Guggenheim Bilbao Museoa, Barcelona
16 February – 15 September 2024

From the end of World War II through the 1960s, the United States witnessed a period of rapid economic growth that gave rise to a newly invigorated consumer culture. A number of artists responded to the commercialism around them by incorporating images from mass culture into their work and embracing new techniques for art making that mimicked (or mocked) industrial methods. Dubbed Pop Art, this work had as its source the world of pulp magazines, billboards, advertisements, movies, television, and comic strips. Artists such as Roy Lichtenstein and Andy Warhol rejected the spontaneous gesture of New York School aesthetics to create works that reflected the impersonal logic of commercial printmaking and mass production.

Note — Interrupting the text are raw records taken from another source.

PR #74, opened 2016-02-29
Make all specs run with same backend, fix PostgreSQL fork handling

jeremyevans:
redis_config= was used in the specs, which sets the backend to redis.  This resulted in some of the specs being run on redis even when using `spec_postgres`.  Fix that, then fix a couple issues exposed when all specs run with the postgres backend.  One was a spec issue, one was an issue in the postgres backend related to fork handling.

### DIFF
--- a/lib/message_bus/backends/postgres.rb
+++ b/lib/message_bus/backends/postgres.rb
@@ -103,25 +103,19 @@ class MessageBus::Postgres::Client
     sync{@listening_on[channel] = obj}
     listener = Listener.new
     yield listener
-    pid = Process.pid
     
     conn = raw_pg_connection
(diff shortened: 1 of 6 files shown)


jeremyevans:
There's a single spec failure on ruby 2.3.0 only.  I can't reproduce it even with 1000 iterations.  It appears the postgres backend is providing an empty value entry, which shouldn't happen.  We could probably catch this closer to the source by adding a check constraint to the column.  I think the error might be because the bus doesn't call reset! before the spec, so I'll do that as well.

jeremyevans:
I think my changes fixed the issue, so I'll merge this now.

PR #75, opened 2016-02-29
Add memory backend

jeremyevans:
The memory backend uses the same specs as the postgres backend,
except it doesn't run the fork or multi_process specs, since
those wouldn't work.

Only change to the lib code is returning instead of raising on
a destoryed bus.  The memory backend is fast enough that it
exposes a race condition in the rack middleware spec causing
warnings but no failures.  I think it's simpler to just
return in this case, as if the bus has been destroyed, you
don't want to keep subscribing.


SamSaffron:
awesome!

PR #76, opened 2016-02-29
Support :clear_every option on postgres and memory backends

jeremyevans:
This option will only clear the backlog every x requests,
which can increase performance on the postgres backend
by skipping 2 queries most calls to publish.

This also removes unused options from all backends.


SamSaffron:
nice one, and nice cleanup!

Issue #106, opened 2018-11-18
Please respect the cmake variables BUILD_STATIC_LIBS and BUILD_SHARED_LIBS


yurivict:
Some users only want shared libs, and some - only static libs. For example, FreeBSD ports generally don't install static libs. Please honor BUILD_STATIC_LIBS and BUILD_SHARED_LIBS.

Please do this in both this and the bundled project.

Thank you.

imciner2:
Support has been added to the `develop-1.0` branch for three new build options:
* `OSQP_BUILD_SHARED_LIB` to enable/disable the building of the shared library
* `OSQP_BUILD_STATIC_LIB` to enable/disable the building of the static library
* `OSQP_BUILD_DEMO_EXE` to enable/disable the building of the demo executable (requires the static library to be built)

These will be included in the future 1.0 release.

PR #388, opened 2022-02-04
Cleanup various parts of the Cmake and file structure

### LINKED ISSUE #369: Move custom memory include to private configure header
Currently, we are using CMake to generate an include statement for the header that provides the user-specified custom memory functions, and this is being put into the main `osqp_configure.h` header file. This file is included in the public API for OSQP though, so we are effectively leaking all the custom memory logic into the user program (such as the defines `c_malloc`, `c_free`, etc.). We should split this into a separate private header that CMake will configure so that we hide these details from the user application and not leak the defines. This private header can then be used more in the future for custom timing and printing as well (so it isn't just the memory that will need it).

imciner2:
The goal of this is to cleanup the CMake and some various parts of the file structure. The main changes are:

* Add explicit flags for building the shared/static/demo executable to allow for only compiling certain ones (similar to how QDLDL is structured, and fixes https://github.com/osqp/osqp/issues/106)
* Rearrange the include directory to separate the public and private headers to make it obvious what is public API
* Define the visibility for the public headers so the functions are exposed properly on Windows (replaces the hammer used in https://github.com/osqp/osqp/pull/310)
* Remove the custom memory management header from the public header (it is an implementation detail), Fixes #369 
* Add a small CMake script to test the actual compilation of a program with a custom memory header


.github/workflows/main-cuda.yml
```diff
@@ -17,7 +17,7 @@ jobs:
         matrix:
           os: [ubuntu-latest]
           python-version: [3.9]
-          cmake_flags: ['-DBUILD_TESTING=ON -DALGEBRA=cuda']
+          cmake_flags: ['-DBUILD_TESTING=ON -DALGEBRA=cuda -DCMAKE_CUDA_COMPILER=/usr/local/cuda/bin/nvcc -DCMAKE_C_COMPILER=gcc-10 -DCMAKE_CXX_COMPILER=g++-10 -DCMAKE_CUDA_HOST_COMPILER=g++-10']
```
vineetbansal, line 20: Opened issue #391 to keep track of this.

.github/workflows/main.yml
```diff
@@ -81,7 +81,7 @@ jobs:
 
         - name: Install python dependencies
           run: |
-            conda install -c intel mkl-devel
+            conda install -c intel "mkl-devel<2022"
```
vineetbansal, line 84: Opened issue #390 to keep track of this.

CMakeLists.txt
```diff
@@ -269,37 +287,41 @@ if(R_LANG)
...
-      ON
-      PARENT_SCOPE)
-endfunction()
+endif()
 
 # ----------------------------------------------
 # Shared Library - osqp
 # ----------------------------------------------
-function(OSQP_BUILD_SHARED_LIB)
-  add_library(osqp SHARED $<TARGET_OBJECTS:OSQPLIB>)
```
vineetbansal, line 298: Is there an advantage to adding the *sources* to the shared library (which also means we have to target-include-directories `osqplib_includes` to make it work) instead of the compiled objects from OSQPLIB as we were doing before? I'm sure there's a good reason, just curious for my own understanding :)

imciner2: This comes from marking the public API with `OSQP_API` to get the default visibility from the shared library. When the object files were included here, all our public functions were still with hidden visibility even though they had the `OSQP_API` annotation. The only way to fix that was to make the shared library compile the object files again (this time with the correct build flag to make the public API visible). Technically, we only need to compile the functions that have their definitions inside the public headers again to get the right visibility information in the library, but I found it simplest to just compile everything instead of having to sort out which source files had public/private functions (we probably only need to recompile about 7 functions instead of the entire codebase).

vineetbansal: Thanks @imciner2 - makes sense. I see the `BUILDING_OSQP` definition and how you're using it here. Very instructive!

CMakeLists.txt
```diff
@@ -312,41 +334,35 @@ function(OSQP_BUILD_SHARED_LIB)
...
-  set(OSQP_SHARED_LIB
-      ON
-      PARENT_SCOPE)
-endfunction()
+  # Declare that we are building the shared library to get proper symbol exports.
+  # Shared library consumers should also define OSQP_SHARED_LIB to get the library
+  # exports properly, so we do it for them in the CMake interface by defining it as
+  # a PUBLIC compile definition.
+  target_compile_definitions(osqp PRIVATE BUILDING_OSQP)
+  target_compile_definitions(osqp PUBLIC  OSQP_SHARED_LIB)
```
bstellato, line 342: This is quite interesting. Shall we document this in the docs?

bstellato (commented):
This is amazing, @imciner2! I just have a minor comment on whether we should add some information in the docs about how to deal with the API (especially in the public/private API).

PR #394, opened 2022-02-19
Rename error.h to osqp_error.h to avoid OS collisions

AustinSchuh:
On linux, error.h exists.  Depending on how your toolchain and compiler
is configured, the compiler can pick the system error.h instead.
This results in some pretty esoteric errors which are hard to debug.
Instead, prefix this file with osqp_ to avoid the collision.

### DIFF
--- a/include/CMakeLists.txt
+++ b/include/CMakeLists.txt
@@ -4,7 +4,7 @@ set(
     "${CMAKE_CURRENT_SOURCE_DIR}/version.h"
     "${CMAKE_CURRENT_SOURCE_DIR}/auxil.h"
     "${CMAKE_CURRENT_SOURCE_DIR}/constants.h"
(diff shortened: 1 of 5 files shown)


imciner2:
Thank you for proposing this. Please note that our next planned release is being developed on the `develop-1.0` branch, not the master branch, so please retarget the PR against that branch.

I am also somewhat confused what you mean by the compiler getting confused between the OSQP `error.h` and the system `error.h`. The header is specified as a local/non-system header in the include statements (through the use of quotes), and the include path where it is located should be placed by CMake earlier in the compilation command than the default system path (so it should take precedence). Can you be more precise about the system/compilers that are confusing the two headers please?

mhubii:
It is interesting to mention that these errors would be resolved by #401, hence I'll leave the reference here

PR #395, opened 2022-02-22
Prefix linear solver constants with OSQP to prevent clashes

imciner2:
This adds an `OSQP_` prefix to the constants/types/variables for identifying the linear solver to namespace them into OSQP and prevent possible conflicts with other software that might have similar defines.

I also shuffled around the order of the enum to make the unknown solver position 0, since previously it was at 99, and the status printing would try to index into an array with that value (so it would index into position 99 of a 2 element array). Putting it at position 0 allows for future expansion still, and puts it into a nice indexable position.

### DIFF
--- a/.github/workflows/main.yml
+++ b/.github/workflows/main.yml
@@ -17,7 +17,9 @@ jobs:
         fail-fast: false
 
         matrix:
-          os: [ubuntu-latest, macos-latest, windows-latest]
+          # Specify the exact Windows image because the CMake generator in the CI breaks when the image
+          # updates (since Visual Studio is also updated at the same time).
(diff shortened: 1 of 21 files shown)


imciner2:
The failures in the Windows CI tests are due to GitHub updating the image being used as `windows-latest` from a Windows 2019-based image with Visual Studio 2019 to a Windows 2022-based image with Visual Studio 2022. This broke our CMake generator logic, so I have updated our CI to hardcode the image and VS version to fix the Windows CI builds.

vineetbansal:
Looks good. Thanks @imciner2. Good to know about the VS upgrade on gh-actions too. That's probably the issue with my other branch that I haven't looked at for a few days.

PR #406, opened 2022-03-16
some interface fixes for update_matrices (for mkl algebra)

vineetbansal:
Since the signature of `update_linsys_solver_matrices` has changed, compilation with `-DALGEBRA=mkl` was failing. I looked at the recent changes in the `qdldl` case and am mirroring the changes here for the mkl interface. @goulart-paul - perhaps you can take a look and see if I missed something?

Also, for `-DEMBEDDED=2`, compilation was failing due to `NULL` being undefined. I've replaced those instances with `OSQP_NULL`. @imciner2 - is `0` is a better replacement here?

### DIFF
--- a/.github/workflows/main.yml
+++ b/.github/workflows/main.yml
@@ -106,6 +106,7 @@ jobs:
 
         - name: Valgrid check
           run: |
+            sudo apt-get update
             sudo apt-get install valgrind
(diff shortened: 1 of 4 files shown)


vineetbansal:
Looks like the only test failing is the valgrind check on Linux due to `apt install valgrind` currently not working - a problem with Azure cloud. I'll trigger this again later to see if that error goes away.

PR #419, opened 2022-04-13
Update auxil.c

vineetbansal:
Changed comment on dual infeasibility check from:
```
q * delta_x < eps * || delta_x ||
```
to
```
 q * delta_x < 0
```
The code is already doing this.


bstellato (approved):
Great! Thanks

PR #420, opened 2022-04-26
Refactor CI jobs and test more combinations

imciner2:
Instead of always installing MKL on the CI job, only install it in the ones that use the MKL algebra. This allows for the non-MKL jobs to continue even if there are issues installing it from conda.

### DIFF
--- a/.github/workflows/mkl.yaml
+++ b/.github/workflows/mkl.yaml
@@ -98,7 +98,6 @@ jobs:
                   -S . -B $OSQP_BUILD_DIR_PREFIX \
                   -DALGEBRA='mkl' \
                   -DFLOAT=OFF \
-                  -DEMBEDDED=0 \
                   -DPROFILING=ON \
                   -DCTRLC=ON \
                   -DPRINTING=ON \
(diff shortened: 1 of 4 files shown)


imciner2:
Whoops, I did not want to double the amount of CI jobs we run :grimacing:. Let me look into that.

.github/workflows/mkl.yaml
```diff
@@ -0,0 +1,116 @@
...
+        fail-fast: false
+
+        matrix:
+          # Specify the exact Windows image because the CMake generator in the CI breaks when the image
+          # updates (since Visual Studio is also updated at the same time).
+          os: [ubuntu-latest, macos-latest, windows-2022]
+          python-version: [3.9]
+          long: ['ON', 'OFF']
+
+          # MKL only supports double precision in the iterative solver, so that is the only combination we support as well.
```
vineetbansal, line 26: Perhaps we add `float: ['OFF']` as a single matrix entry to go right next to this comment and use it down below? Just so it remains close to the part of the CI if affects (currently).

vineetbansal:
Looks great - just the one comment, which is not all that important anyway. Thanks Ian!

.github/workflows/mkl.yaml
imciner2: Good idea, that way it better mimics the other CI workflows. Just pushed that change.

PR #430, opened 2022-06-21
Fixes to codegen to handle unconstrained problems

imciner2:
There were no codegen tests handling unconstrained problems before, so I have added some. This exposed some errors in how the data was written out (that caused problems both at writing time and at compilation time), so this now fixes these errors. It also moves the nonconvex tests into the codegen test header to consolidate them with the new unconstrained tests.


imciner2:
And this also exposed another issue with how empty CSC matrices were handled at the input. The setup routine was always allocating vectors for the row indices and values when it copied the input CSC matrix, even when the input had neither of those. This caused a memory access issue in the codegen (which was the valgrind failure). The most recent commit is an attempt to fix it by allowing the copy routine to not allocate those two vectors.

imciner2:
I have updated this PR to now also contain new tests for linear programs (i.e. no P matrix in the cost), and also for code generation of the linear programs to ensure they are written and compiled correctly.

imciner2:
It appears that the Cuda backend is failing on the new LP test. The solver reports an optimal solution, but the comparison between the expected solution. I haven't had a chance to dig into it to see if it is a problem with the iterative linear solver or something more fundamental.

bstellato (approved):
LGTM @imciner2. Thanks for these fixes.

imciner2:
Excellent. @bstellato thanks for looking at it, and thanks for identifying the cause of the test failure.

PR #433, opened 2022-07-05
Support appending the algebra type to the library name

imciner2:
By appending the algebra type to the soname, the users can then ship multiple shared libraries next to eachother, each with a different algebra backend.

If the user specified the CMake flag `-DOSQP_LIB_SUFFIX_ALGEBRA=ON`, it will create libraries that look like the following:

For the default algebra:
```
$ objdump -x libosqp-builtin.so | grep SONAME
  SONAME               libosqp-builtin.so
$ ls build/out
/home/b63738im/dev/optimization/osqp/c_code/build/out
Permissions Size User     Date Modified Git Name
.rwxrwxr-x@ 139k b63738im  5 Jul 14:59   -I libosqp-builtin.so
.rw-rw-r--@ 231k b63738im  5 Jul 14:59   -I libosqpstatic-builtin.a
.rwxrwxr-x@ 127k b63738im  5 Jul 14:59   -I osqp_codegen_demo
.rwxrwxr-x@ 127k b63738im  5 Jul 14:59   -I osqp_demo
```

For MKL:
```
$ objdump -x libosqp-mkl.so | grep SONAME
  SONAME               libosqp-mkl.so
$ ls build/out
/home/b63738im/dev/optimization/osqp/c_code/build-mkl/out
Permissions Size User     Date Modified Git Name
.rwxrwxr-x@  96k b63738im  5 Jul 14:51   -I libosqp-mkl.so
.rw-rw-r--@ 142k b63738im  5 Jul 14:51   -I libosqpstatic-mkl.a
.rwxrwxr-x@  92k b63738im  5 Jul 14:51   -I osqp_demo

```

### DIFF
--- a/CMakeLists.txt
+++ b/CMakeLists.txt
@@ -83,6 +83,11 @@ option(PRINTING "Enable solver printing" ON)
 option(PROFILING "Enable solver profiling (timing)" ON)
 option(CTRLC "Enable user interrupt (Ctrl-C)" ON)
 
+# Allow appending the algebra shortname to the end of the library and the soname so people can have
+# multiple libraries side-by-side on an install.
+option(OSQP_LIB_SUFFIX_ALGEBRA "Add the algebra name to the library name" OFF)
+mark_as_advanced(OSQP_LIB_SUFFIX_ALGEBRA)
+
 # Set the relevant boolean values for the algebra
 if(${ALGEBRA} STREQUAL "default")
   set(ALGEBRA_DEFAULT ON)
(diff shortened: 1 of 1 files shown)


imciner2:
> Looks like the flag is called OSQP_LIB_SUFFIX_ALGEBRA and not OSQP_LIB_SUFFIX_ALGEBRA_SUFFIX as in the thread. Just FYI in case you meant to use the latter.

Yea, I meant what was in the code but I guess I mistyped the comment.

> I thought the soname burned in the .so should have the major version number, and the filename itself a major.minor format? I may have outdated information, and I've never seen the version information with osqp libraries anyway. Again, just mentioning this in case you think it's worth opening up an issue for the future..

If we want we can add a soversion suffix to the files, which will be the API version rather than the actual version of the library. It is fairly easy for me to add that in a new PR, so I will do that later and see about merging this first (it is needed for some of my work on the Julia interface).

Any further comments, or does this look good to merge?

vineetbansal:
Thanks @imciner2 !

PR #437, opened 2022-07-23
Add function to query capabilities of the current library and abstract linear solver information

imciner2:
Adding a function to query the capabilities of the solver allows the user code/interfaces to query the solver for what it supports instead of having to hard-code specific information. This also allows the unit test suite to use this information to choose which linear system solvers to test automatically (with no need for define statements in the testing code).

I also abstracted the default linsys into the algebra, so now a new custom algebra a user develops can choose what solver to use without having to modify the actual solver functions.

@vineetbansal Once this is merged and you merge the develop branch into your derivative branch, you should add a new capability for derivative computation (since that will only be available on the builtin algebra at first).

PR #438, opened 2022-07-25
Clean up algebra linking and always link against MKL

imciner2:
Even on Linux we need to tell the shared library it has a dependency on MKL, otherwise the dynamic loader can have issues with undefined symbols because it doesn't know to load the MKL library. I have also cleaned up the linking so now the algebras define the libraries in a similar way to the include directories, removing the need for all the conditionals in the CMake code (and making the algebras more self contained).

### DIFF
--- a/CMakeLists.txt
+++ b/CMakeLists.txt
@@ -314,6 +314,11 @@ get_property(
   TARGET OSQPLIB
   PROPERTY SOURCES)
 
+get_property(
+  osqplib_link_libs
+  TARGET OSQPLIB
+  PROPERTY LINK_LIBRARIES)
+
 # ----------------------------------------------
 # Language-specific compilation checks
 # ----------------------------------------------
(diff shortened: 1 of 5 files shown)


imciner2:
This has ballooned a bit and now also changes the linkage for MKL from being to the individual dynamic library to the single dynamic library and then initialize the integer interface before first use of the algebra. This is needed to get the MKL backend to work in Julia's binary ecosystem because it is unable to load the individual library properly, but can load the single dynamic library (this is also the way the Julia MKL.jl interface to MKL operates).

I also had to fix the signature for the algebra init function for MKL because it was missing the argument. This meant that it was never getting called properly, and the new setting of the integer type was broken without this fix.

imciner2:
This and #437 have some git conflicts when merged together, but they can be reviewed independently since they are functionally different (it is just git doesn't like merging the algebra file).

vineetbansal:
LGTM. Do you know how setting the mkl interface in algebra/mkl/CMakeLists.txt:
```
if(DLONG)
  set(MKL_INTERFACE "ilp64")
else()
  set(MKL_INTERFACE "lp64")
endif()
```
differs from what you're doing now in osqp_algebra_init_libs:
```
#ifdef DLONG
    retval = mkl_set_interface_layer(MKL_INTERFACE_ILP64);
#else
    retval = mkl_set_interface_layer(MKL_INTERFACE_LP64);
#endif
```
Are both needed?

imciner2:
> differs from what you're doing now in osqp_algebra_init_libs:

The difference is in the library file that it links against after compilation. When setting it inside the `osqp_algebra_init_libs`, it should link against the single dynamic library (SDL) `libmkl_rt.so` instead of the integer-specific library. This function call then tells that library which functions to call based on the integer requested. When cmake is set to not use the SDL mode, then the `MKL_INTERFACE` variable tells cmake which library file to choose on the link line, making the executable link against the very specific one for that integer type.

In the case of Julia, they only load the generic library and then call into the library to set the integer type before use. So when we linked to the specific library, it couldn't be found in the Julia package path and the loading failed.

> Are both needed?

Technically, we don't need the CMake portion setting `MKL_INTERFACE` anymore, since it doesn't actually do anything in `SDL` mode, but I left it in there so I could more easily remember which interface was needed when.

PR #440, opened 2022-07-31
Implement BLAS level 2 functions in the MKL algebra backend

imciner2:
This adds the calls to the BLAS level 2 MKL sparse operations for the MKL backend. It turns out that the only operations it really implements that we use are the matrix-vector multiplication. The actual memory that backs up the opaque MKL matrix object can be stored in our existing csc matrix object, so we use that as a shadow object to store the data. We can also perform many of the operations that would be very difficult using MKL on the shadow csc object and have them transparently appear in the MKL matrix (such as the matrix scaling, left/right diagonal multiplication and the subrow extraction). While technically not documented as being a supported method (they leave the type opaque and don't technically guarantee they won't change it, I don't think they are likely to change the memory management strategy since that would mean probably copying the user data into a new array (which would be very expensive for large matrices, so not a useful change).

There is still an issue with this though, and that is the linear algebra unit test is failing on the matrix-vector multiplication test with the new MKL function:
```
./out/osqp_tester test_lin_alg
Filters: test_lin_alg

~~~~~~~~~~~~~~~~~~~~~~~~~~~~~~~~~~~~~~~~~~~~~~~~~~~~~~~~~~~~~~~~~~~~~~~~~~~~~~~
osqp_tester is a Catch v2.13.6 host application.
Run with -? for options

-------------------------------------------------------------------------------
test_lin_alg
  test_mat_vec_multiplication
-------------------------------------------------------------------------------
/home/imcinerney/dev/osqp/code/master/tests/osqp_tester.cpp:39
...............................................................................

/home/imcinerney/dev/osqp/code/master/tests/lin_alg/test_lin_alg.h:199: FAILED:
  REQUIRE( OSQPVectorf_norm_inf_diff(result.get(), ref.get()) < 1e-4 )
with expansion:
  0.1507309222 < 0.0001
with message:
  Linear algebra tests: error in matrix-vector operation, matrix-vector
  multiplication

===============================================================================
test cases:  1 |  0 passed | 1 failed
assertions: 12 | 11 passed | 1 failed
```

I haven't had a chance to fully debug this error though.


imciner2:
Ok, I think this is ready now. I figured out why the matrix-vector multiplication was failing before, and it was because I was overcomplicating the MKL CSC format and ours, so there was an off-by-one error in the column pointer vector. With that fixed the matrix-vector multiplication works now.

I ran into the most trouble with the empty matrices actually, because MKL was very specific about how the vectors should be passed in. So I created a new suite of unit tests just for empty/all zero matrices and vectors to ensure it all works. That test suite passes on all three algebras.

@bstellato I looked into using more MKL operations for more of the algebra operations we have, and I don't think it is actually feasible. The problem with using the matrix-matrix routines for the diagonal multiplication and the scaling operation is that there are only a few different types, but they all do stuff we don't want:
* `mkl_sparse_d_mm` to compute `C = alpha*op(A)*B + beta*C` - While tempting to use this for scaling by just doing `beta*C`, it turns out that `C` is a dense matrix, so we can't use our sparse matrix there (and it then also stores the result in a dense matrix, so we lose sparsity).
* `mkl_sparse_spmm` to compute `C = op(A) *B` - While this does use `A` and `B` as sparse matrices, it will allocate a brand new matrix `C` for the result, which we don't want (we will have the same non-zero pattern and want to just overwrite the existing matrix, so this is very inefficient).
* `mkl_sparse_d_spmmd` to compute `C = op(A)*B` - This takes `A` and `B` as sparse matrices, but the result `C` is a dense matrix - bad for us.
* `mkl_sparse_sp2m` to compute `C = opA(A) *opB(B)`- This takes two sparse matrices and then allocates the result as a new sparse matrix (the difference is this one allows transposing either/both operands).
* `mkl_sparse_d_sp2md` to compute `C = alpha * opA(A) *opB(B) + beta*C` - Similar to `mkl_sparse_d_mm` with a dense result, except now you can transpose both operands.
So basically, none of the matrix-matrix multiplication routines will actually be efficient for us, so I think the current manipulation of the backing CSC matrices is the best choice for these operations. This does mean that MKL is really only used in the matrix-vector multiplies, so we will probably see the most speed up from these changes in the indirect (PCG) solver.

@vineetbansal do you think you could give this PR a test on the benchmarks to see if you can compare it to the previous non-MKL BLAS level 2 set that you did?

bstellato:
That's awesome, @imciner2! Thank you for fixing the indexing. Since there were no segfaults, I suspected it was related to the indexing in MKL. I agree other O(n)-type MKL operations are not feasible and that it would not bring noticeable speedups. After @vineetbansal's benchmarks, I'd be happy to merge this PR.

PR #445, opened 2022-08-06
Enable user-defined functions for interrupt and timing interfacing

imciner2:
This changeset cleans up the existing custom memory and printing code to remove the additional two headers that were added, and instead include it from existing headers. This allows for their use in embedded mode easier.

The interrupt system has been adapted to allow for people to add their own implementations for the three functions inside `interrupt.h` now, and this is used to add the ctrl-c handlers for the various platforms as well.

The timing system has been adapted to support user implementations of timers, and has also changed to an opaque type for the `OSQPTimer` type in the main solver. This allows for the timer implementations to have an entire creation routine to setup the timer as needed (e.g. allocate the memory for the timer structure). The actual codegen system needs to be extended to support writing out workspaces with profiling enabled (e.g. make the structs have the proper fields added for that).

I have also gone through and started removing all the interface-specific code in the library, since these parts are the last bits that contain interface-specific code. I have updated the issues in the interface repos (https://github.com/osqp/osqp-python/issues/76, https://github.com/osqp/osqp-matlab/issues/47, https://github.com/osqp/osqp-r/issues/28) with the code that was removed from the main library, and some details on how to add it to the interface build. A future PR will actually strip out the interface search methods for MATLAB/R/Python from the CMake build system, finishing the work to separate the interfaces from the main solver library.


vineetbansal:
@imciner2 - this looks fine to me, since I'm concerning myself with https://github.com/osqp/osqp-python/issues/76 and the tests all pass here. I feel like I'm not qualified to comment on the actual changes here, but let me know if you're satisfied and I can merge this (and continue on the Python wrapper side of things).

imciner2:
@vineetbansal thanks for the quick look. I have merged this now, so you can start modifying the Python interface to work with the new systems. Let me know if you have any problems/issues with doing that.

PR #449, opened 2022-08-16
Cleanups to the algebra interfaces/structure

imciner2:
This PR contains various cleanups to the algebra interface/build structure that makes it more friendly to users and custom algebras. Specifically, it contains the following:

The Guggenheim’s engagement with Pop art began early in Pop’s development. In particular, the 1963 exhibition Six Painters and the Object—curated by Lawrence Alloway, who had helped coin the term “Pop” in the late 1950s— provided institutional validation at a critical juncture. The Guggenheim Museum proceeded over the following decades to organize a series of important monographic surveys dedicated to the pioneers of Pop art including Jim Dine, Roy Lichtenstein, Claes Oldenburg, Robert Rauschenberg, and James Rosenquist, while simultaneously building a collection of iconic examples of the movement.